_Aim of the exercise:_
Through the line that contains "This adds **DNS-over-QUIC", return the data below exactly, starting at its first line; leave the rest out.
Start of Material provided
PR #3000, opened 2026-08-05
Add DNS-over-QUIC (RFC 9250) up- and downstream

DL6ER:

This adds **DNS-over-QUIC (RFC 9250)** in both directions, on top of the inbound DoT/DoH server in #2989 (this PR is stacked on `new/dotdoh-server` and should be reviewed after it).

DoQ is the last IETF standards-track encrypted DNS transport we did not speak, and it is by far the cheapest one left to add: the DNS message rides a QUIC stream with the same 2-byte length prefix DoT already uses, so on top of the OpenSSL QUIC stack the DoH3 work brought in there is no HTTP layer at all. Up- and downstream land together because they share that stack.

**Outbound.** `doq://host` becomes a `dns.upstreams` scheme, defaulting to UDP port 853; the `quic://` spelling AdGuard and dnsproxy configs use is accepted as an alias so a copy-pasted resolver address just works. The exchange is fail-closed exactly like DoT/DoH/DoH3 - a bad chain, a reset stream or a timeout drops the query so dnsmasq fails over to the next server rather than downgrading to plaintext. Per RFC 9250 Sec. 4.2.1 the Message ID goes out as 0 and dnsmasq's own ID is restored on the answer, which is what several public DoQ resolvers enforce.

**Inbound.** `dns.doq` (default on, like `dns.dot`) brings up a listener on UDP/853 - the same port number DoT uses on TCP, which does not collide because the transports differ. It is a single-threaded event loop in the shape of the DoT listener: OpenSSL owns the QUIC transport (handshake, loss recovery, flow control, address validation) while every in-flight query is a small non-blocking state machine, so a slow resolve never stalls another connection and a flood costs a bounded state record rather than a thread stack. Queries are attributed to the real downstream client through the same private-EDNS handoff DoT and DoH use, and answers are padded per RFC 8467 when the client asked for it.

**Shared plumbing.** The socket, handshake and timer code the DoH3 client already carried moves into `quic_common.c`, so both QUIC clients share one context, one trust store and one fail-closed verify instead of two copies. DoQ is gated on a new `HAVE_QUIC` (OpenSSL >= 4.0) rather than `HAVE_HTTP3`, so a build without nghttp3 still speaks DoQ.

On hardening: QUIC address validation (Retry) stays on so we cannot be used to amplify towards a forged source, 0-RTT is explicitly disabled because a replayed early-data query would be answered and logged twice, only the `doq` ALPN is accepted, and connections, per-source connections, concurrent streams and per-connection queries are each capped. RFC 9250 Sec. 5.5.2 makes `edns-tcp-keepalive` a protocol error on DoQ, so a query carrying it closes the connection.

One wrinkle needed solving. OpenSSL's QUIC API exposes the peer address but no per-connection *local* address, and the listener is wildcard-bound, so - unlike DoT and DoH - we cannot simply read off which of our addresses a client reached. Conveying nothing is not an option: the answer is then built from the interface of our own loopback handoff, so `pi.hole` resolves to 127.0.0.1 for every DoQ client, and a CNAME chain reaching it writes that into the *shared* cache record other clients are served from. So we ask the kernel which source address it would use to reach that peer - the address it would itself put on a reply datagram, and therefore the one a plain-DNS answer is built from - and convey that as the private EDNS destination option. On a normal LAN this is exactly the address the client used. Should OpenSSL ever expose the real per-connection local address, this becomes a one-line change.

Automated coverage (all of it runs in CI):

- `test/dotdoh_regression.c` - `doq://` and `quic://` URI parsing: defaults, `sni@ip` pinning, bracketed IPv6, and the rejections (empty host, port 0/out of range, a path, `doqx://` not prefix-matching `doq`).
- `test/dotdoh.bats` - outbound: a query resolves over the DoQ proxy path against the aioquic DoQ server in `test/dotdoh_shim.py` (port 8854), the forwarded query is padded (RFC 8467), and every forwarded query carries Message ID 0 (RFC 9250). That the answer is still accepted proves we map dnsmasq's ID back.
- `test/dotdoh_server.bats` - inbound: the listener comes up on UDP/853, a query resolves, it is attributed to the real downstream client (sourced from `127.0.0.4`, which no other test uses, so the API evidence can only come from this query), several queries multiplex over one connection, a client not offering the `doq` ALPN is refused, a malformed query does not wedge the reactor, an IPv6 query resolves, and - the one that pins the destination hint down - `pi.hole/AAAA` over a v4 DoQ transport returns NODATA rather than leaking `::1`. I verified that last one discriminates by suppressing the hint and re-running: it fails with `expected NODATA but got 1 answer record(s)` while its DoT twin still passes.

Manual, against a running Pi-hole:

1. Outbound - point Pi-hole at a public DoQ resolver and confirm queries flow and are attributed to the real upstream, not the internal loopback tuple:
   ```
   pihole-FTL --config dns.upstreams '["doq://dns.adguard.com"]'
   dig @127.0.0.1 example.com
   ```
   The query log / `/api/queries` must show the `doq://` upstream, not `127.47.11.N`. Cross-check the resolver itself with `kdig +quic @94.140.14.14 A example.com`.
2. Inbound - with `dns.doq = true` and a valid `webserver.tls.cert`, query the Pi-hole from another machine:
   ```
   kdig +quic @<pi-hole-ip> -p 853 A example.com
   ```
   The answer must be correct and the query must appear in the dashboard under the *querying device's* IP, not under the Pi-hole itself. `q -t A example.com quic://<pi-hole-ip>` works as a second client.
3. Fail-closed check - point a `doq://` upstream at a host presenting the wrong certificate and confirm the query is dropped (dnsmasq fails over) rather than answered.
4. `pi.hole` over DoQ - from another machine, `kdig +quic @<pi-hole-ip> -p 853 A pi.hole` must return the Pi-hole address that machine reaches, not 127.0.0.1.
5. Build check - configure without `nghttp3`. The build must still report `DoQ (DNS-over-QUIC) support: YES` and `HTTP/3 support: NO`, and DoQ must work. Against an OpenSSL older than 4.0 the build must succeed with `DoQ (DNS-over-QUIC) support: NO`; `-Werror` makes that configuration easy to break, so it is worth checking.

---

---

## Checklist:

### DIFF
--- a/src/dotdoh/doq_client.c
+++ b/src/dotdoh/doq_client.c
@@ -1,0 +1,345 @@
+/* Pi-hole: A black hole for Internet advertisements
+*  (c) 2026 Pi-hole, LLC (https://pi-hole.net)
+*  Network-wide ad blocking via your own hardware.
+*
+*  FTL Engine
+*  Outbound DoQ client (DNS-over-QUIC, RFC 9250)
+*
+*  DoQ is the cheapest of the encrypted transports to speak: the DNS message goes
+*  on a QUIC stream with the same 2-byte length prefix DoT uses, so there is no
+*  HTTP layer at all. Like the other clients it is strict and fail-closed - a bad
+*  chain, a stream reset or a timeout returns -1 and the query is dropped, so FTL
+*  fails over to the next server instead of downgrading to plaintext.
+*
+*  Each exchange runs on its own short-lived QUIC connection, mirroring the DoH3
+*  client: many workers then run concurrently without sharing a connection
+*  object, at the cost of one 1-RTT handshake per query. Reusing connections
+*  across queries would need a shared, locked connection object; that is a
+*  follow-up, not a correctness matter.
+*
+*  This file is copyright under the latest version of the EUPL.
+*  Please see LICENSE file for your rights under this license. */
+
+#include "FTL.h"
+#include "log.h"
+#include "doq_client.h"
+
+// DoQ needs OpenSSL QUIC, but - unlike DoH3 - no HTTP/3 library.
+#if defined(HAVE_TLS) && defined(HAVE_QUIC)
+
+// dot_frame/dot_deframe (RFC 9250 reuses the DoT framing), DNS_MSG_MAX
+#include "framing.h"
+// edns_remove_option()
+#include "edns_pad.h"
+// shared QUIC socket/handshake/timer plumbing
+#include "quic_common.h"
+
+#include <openssl/quic.h>
+#include <openssl/bio.h>
+#include <openssl/ssl.h>
+
+#include <stdlib.h>
+#include <string.h>
+#include <pthread.h>
+#include <unistd.h>
+
+// Overall budget (ms) for one DoQ exchange (connect + handshake + query +
+// answer), so a bad upstream cannot pin a worker; on expiry, dnsmasq fails over.
+#define DOQ_EXCHANGE_TIMEOUT_MS 10000
+
+// ALPN token for DNS-over-QUIC (RFC 9250 Sec. 4.1.2). QUIC mandates ALPN, so an
+// upstream that does not speak DoQ fails the handshake instead of half-working.
+static const unsigned char DOQ_ALPN[] = { 3, 'd', 'o', 'q' };
+
+// EDNS(0) TCP Keepalive (RFC 7828). RFC 9250 Sec. 5.5.2 forbids it on a DoQ
+// connection in either direction, and a conformant server aborts the connection
+// with DOQ_PROTOCOL_ERROR when it sees one - as our own inbound listener does.
+// It is a hop-by-hop option, so stripping it here is also what RFC 7828 wants of
+// a forwarder.
+#define EDNS_OPT_TCP_KEEPALIVE 11
+
+// Per-upstream DoQ pool. In the connection-per-exchange model it holds only the
+// immutable upstream descriptor and the stats (lock-guarded); the QUIC
+// connection is short-lived on the worker stack for one exchange.
+struct doq_pool {
+	struct upstream_uri u;      // upstream descriptor (immutable)
+	int max;                    // connection cap (immutable; informational here)
+	pthread_mutex_t lock;       // guards stats
+	struct dotdoh_stats stats;
+};
+
+struct doq_pool *doq_pool_new(const struct upstream_uri *u, int max_conns)
+{
+	if(quic_client_ctx() == NULL || u == NULL || max_conns < 1)
+		return NULL;
+	struct doq_pool *p = calloc(1, sizeof(*p));
+	if(p == NULL)
+		return NULL;
+	p->u = *u;
+	p->max = max_conns;
+	pthread_mutex_init(&p->lock, NULL);
+	return p;
+}
+
+void doq_pool_free(struct doq_pool *p)
+{
+	if(p == NULL)
+		return;
+	pthread_mutex_destroy(&p->lock);
+	free(p);
+}
+
+// Write the whole framed query to the request stream and close our sending side
+// with a FIN, which is how DoQ delimits the query (RFC 9250 Sec. 4.2). Returns
+// false on a fatal stream/connection error or on running out of time.
+static bool doq_send_query(SSL *conn, SSL *stream, int fd,
+                           const uint8_t *buf, size_t len, uint64_t deadline)
+{
+	size_t off = 0;
+	while(off < len)
+	{
+		size_t written = 0;
+		const int r = SSL_write_ex(stream, buf + off, len - off, &written);
+		if(r == 1 && written > 0)
+		{
+			off += written;
+			continue;
+		}
+		if(r != 1)
+		{
+			const int err = SSL_get_error(stream, r);
+			if(err != SSL_ERROR_WANT_READ && err != SSL_ERROR_WANT_WRITE)
+				return false;
+		}
+		// Blocked (or a zero-byte accept): wait for progress rather than spin.
+		if(quic_now_ms() >= deadline)
+			return false;
+		quic_wait(conn, fd, deadline);
+		SSL_handle_events(conn);
+	}
+	// FIN: no more data on this stream. The peer needs it to start resolving.
+	return SSL_stream_conclude(stream, 0) == 1;
+}
+
+// Read the length-prefixed answer from the request stream into buf. Returns the
+// DNS message length and sets *msg_off, or -1 on a protocol error, a reset, a
+// premature FIN or the deadline expiring.
+static ssize_t doq_read_answer(SSL *conn, SSL *stream, int fd, uint8_t *buf,
+                               size_t bufsz, size_t *msg_off, uint64_t deadline)
+{
+	size_t have = 0;
+	for(;;)
+	{
+		const ssize_t alen = dot_deframe(buf, have, msg_off);
+		if(alen < 0)
+			return -1;  // zero-length frame: protocol error
+		if(alen > 0)
+			return alen; // complete answer buffered
+
+		if(have >= bufsz)
+			return -1; // no room left and still incomplete
+
+		size_t nread = 0;
+		const int r = SSL_read_ex(stream, buf + have, bufsz - have, &nread);
+		if(r == 1 && nread > 0)
+		{
+			have += nread;
+			continue;
+		}
+		if(r != 1)
+		{
+			const int err = SSL_get_error(stream, r);
+			if(err != SSL_ERROR_WANT_READ && err != SSL_ERROR_WANT_WRITE)
+				// ZERO_RETURN (FIN before a full answer), a reset or a
+				// connection error - none of them can ever complete.
+				return -1;
+		}
+		if(quic_now_ms() >= deadline)
+			return -1;
+		quic_wait(conn, fd, deadline);
+		SSL_handle_events(conn);
+	}
+}
+
+// One exchange over a freshly handshaked connection. Returns the answer length
+// written into answer[], or -1.
+static ssize_t doq_exchange_on_conn(SSL *conn, int fd, const uint8_t *query, size_t qlen,
+                                    uint8_t *answer, size_t answer_sz, uint64_t deadline)
+{
+	// Framing and receive buffers: 64 KiB each is too much for a worker's thread
+	// stack, so keep one set per worker thread (as the proxy does).
+	static _Thread_local uint8_t sendbuf[2 + DNS_MSG_MAX];
+	static _Thread_local uint8_t recvbuf[2 + DNS_MSG_MAX];
+
+	ssize_t flen = dot_frame(query, qlen, sendbuf, sizeof(sendbuf));
+	if(flen < 0)
+		return -1;
+
+	// A downstream client's edns-tcp-keepalive rides through dnsmasq untouched; it
+	// must not reach a DoQ upstream. Strip it from our framed copy (the helper
+	// keeps the padded length intact by absorbing the freed bytes into the
+	// padding, so this is usually length-neutral) and correct the prefix if not.
+	const size_t stripped = edns_remove_option(sendbuf + 2, qlen, EDNS_OPT_TCP_KEEPALIVE);
+	if(stripped != qlen)
+	{
+		sendbuf[0] = (uint8_t)((stripped >> 8) & 0xff);
+		sendbuf[1] = (uint8_t)(stripped & 0xff);
+		flen = (ssize_t)(2 + stripped);
+	}
+
+	// RFC 9250 Sec. 4.2.1: the DNS Message ID MUST be 0 on a QUIC stream (the
+	// stream itself correlates query and answer). Remember the ID dnsmasq chose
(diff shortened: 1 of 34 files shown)


test/dotdoh_query.py
```diff
@@ -303,9 +303,139 @@ async def run():
...
+    cfg.verify_mode = ssl.CERT_NONE
+    cfg.server_name = server_name
+
+    family = socket.AF_INET6 if ":" in host else socket.AF_INET
+    sock = socket.socket(family, socket.SOCK_DGRAM)
+    sock.setblocking(False)
+    if source:
+        sock.bind((source, 0))
+    addr = (host, port)
+
```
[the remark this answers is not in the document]
DL6ER: Python accepts a 2-tuple for `AF_INET6` (`bind(('::1', 0))` yields `('::1', 47700, 0, 0)`), and `test/dotdoh_server.bats` already exercises this exact path with source `::1` as part of the passing suite, so the IPv6 DoQ test is not broken.

src/dotdoh/doq_server.c
```diff
@@ -0,0 +1,1241 @@
...
+	                                          s->conn->dest[0] != '\0' ? s->conn->dest : NULL,
+	                                          s->wbuf, WBUF_SZ);
+	if(flen < 0)
+		return -1;
+	s->wlen = (size_t)flen;
+	s->woff = 0;
+
+	// One query per stream (RFC 9250 Sec. 4.2): anything after it is ignored.
+	s->have = 0;
+
```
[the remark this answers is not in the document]
DL6ER: Trailing bytes are now a stream error rather than silently dropped; not requiring the client's FIN before answering stays deliberate, as the client is obliged to send it but nothing is gained by withholding an answer we can already produce.

darkexplosiveqwx:
I tried building this branch inside a Fedora 45 container for testing, because 44 is on openSSL 3.5, but 45 also introduces nettle 4.0, which introduces breaking changes.

### 1. `src/edns0.c` — `hmac_sha256_digest()` (build failure)

From nettle's NEWS:

> The `_digest` functions for hash algorithms, MACs and AEADs no longer take the desired digest size as argument, instead, they always produce the full-size digest. The typedef `nettle_hash_digest_func` has also been changed accordingly.

The build stops at `src/edns0.c:136`:

```
cc1: error: passing argument 2 of 'nettle_hmac_sha256_digest' makes pointer from integer without a cast [-Wint-conversion]
       136 |         hmac_sha256_digest(&ctx, DOTDOH_MAC_LEN, out);
```

This call (from the inbound DoT/DoH work) uses the three-argument nettle API. Nettle 4.0 removed the digest-length argument, leaving only the two-argument form:

```c
void hmac_sha256_digest(struct hmac_sha256_ctx *ctx, uint8_t *digest);
```

Two facts matter for the fix. The second-argument length is gone, *and* the function now always writes the full 32-byte digest — but `out` here is declared `unsigned char out[DOTDOH_MAC_LEN]` (16 bytes). So dropping the length argument is not enough; nettle 4 would write past the buffer. The fix must go through a full-size scratch buffer and truncate:

```c
#if NETTLE_VERSION_MAJOR >= 4
	unsigned char full[32];
	hmac_sha256_digest(&ctx, full);          // full 32 bytes
	memcpy(out, full, DOTDOH_MAC_LEN);       // truncate to 16
#else
	hmac_sha256_digest(&ctx, DOTDOH_MAC_LEN, out);
#endif
```

The earlier `f70ff5a6` "Make FTL nettle v4.0 compatible" commit covered `2fa.c`, `files.c`, and the digest calls in `password.c`, but the `edns0.c` call was added later in the stack and slipped through. Also note `src/files.c:784` already carries this same `#if NETTLE_VERSION_MAJOR >= 4` pattern; this call should follow it.

#### I also let an agent scan for more nettle 4.0 changes based on NEWS and it found:

### 2. `src/config/password.c` — `base64_decode_update()` input length (runtime)

Nettle 4.0 also changed the length semantics of `base64_decode_update` — same signature, different contract:

> The `dst_length` argument to `base16_decode_update` and `base64_decode_update` is now both an input and output argument. On input it must now hold the size of the destination buffer, and decoding fails if that is not sufficient. Previously, `dst_length` was an output only, and it was required that the destination buffer was large enough for any input of the given `src_length`.

The helper at `src/config/password.c:176` initializes the length to `0`:

```c
size_t salt_len = 0;   // likewise hash_len = 0
*salt = base64_decode(salt_base64, &salt_len);
```

On nettle 4.0 those `0` values are now treated as an input buffer size, so the decode fails (returns 0, `*dst_length` stays 0). I verified this end-to-end rather than in isolation: replicating FTL's exact `base64_encode` / `base64_decode` / `parse_PHC_string` flow against `nettle-devel-4.0` on Fedora 45, a PHC string decodes to `salt_len=0`/`hash_len=0` (expected 16/32). The `salt_len != SALT_LEN` guard in `parse_PHC_string()` then returns false, and `verify_password()` reports `PASSWORD_INCORRECT` (`src/config/password.c:470`) for a password hash that FTL itself generated. The same PHC string parses fine once the buffer capacity is passed in (`salt_len=16`/`hash_len=32`). On nettle 3.x the original code returns the decoded length correctly, so this only reproduces on distros pairing OpenSSL 4.0 with nettle 4.0 — exactly the F45 target this PR needs for DoQ.

The fix is version-agnostic because the signature is unchanged; pass the buffer capacity as input and read the decoded length back out:

```c
const size_t decodelen = BASE64_DECODE_LENGTH(strlen(data));
uint8_t *decoded = calloc(decodelen, sizeof(uint8_t));

size_t dest_len = decodelen;
struct base64_decode_ctx ctx;
base64_decode_init(&ctx);
base64_decode_update(&ctx, &dest_len, decoded, strlen(data), data);
base64_decode_final(&ctx);

// The caller expects the number of decoded bytes, not the buffer size
*length = dest_len;
```

010011110:
issue 2 predates this pr and is unrelated to doq, i am taking care of it in a separate pr

darkexplosiveqwx:
> issue 2 predates this pr and is unrelated to doq, i am taking care of it in a separate pr
> 

I just checked this PR's diff again and Issue 1 was also not introduced in this PR (this PR doesn't touch edns0.c), but it is at least related to this PR's dotdoh theme. May be included in this PR or a new one.

I wrote the second one simply also down while noticing nettle API incompatibilities. Thanks for taking care of it early before it gets forgotten.

DL6ER:
You are right, and both are fixed - in `development` rather than here, since both came in before this PR.

Issue 1 is `25c947a80`, issue 2 `base64_decode()` in `password.c`. This branch was still rebased on a commit that predates them, so a build here would have kept failing at `edns0.c:136`; it is rebased on current `development` now and picks both up.

The MAC fix went a different way than a scratch buffer: the output parameter is widened to `SHA256_DIGEST_SIZE` so nettle 4.0 writes the full digest in place, with a `static_assert` pinning that the MAC is a truncated prefix of it. `<nettle/version.h>` is included there too - without it `NETTLE_VERSION_MAJOR` is undefined and the guard quietly keeps the old branch.

Thanks for building on 45. Neither would have surfaced otherwise.

src/dotdoh/server.c
```diff
@@ -212,19 +376,6 @@ static int loopback_connect(void)
 // the terminator's per-connection detached handler threads (and from restartable
 // h3 workers), neither of which lives for the whole life of the process, so
 // without this each such thread would leak its loopback fd.
```
darkexplosiveqwx: The _Thread_local file descriptor below got removed, so this comment has become stale.

darkexplosiveqwx (changes requested):

DL6ER:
End of Material provided
_Reply to the task:_
PR #3000, opened 2026-08-05
Add DNS-over-QUIC (RFC 9250) up- and downstream

DL6ER:

This adds **DNS-over-QUIC (RFC 9250)** in both directions, on top of the inbound DoT/DoH server in #2989 (this PR is stacked on `new/dotdoh-server` and should be reviewed after it).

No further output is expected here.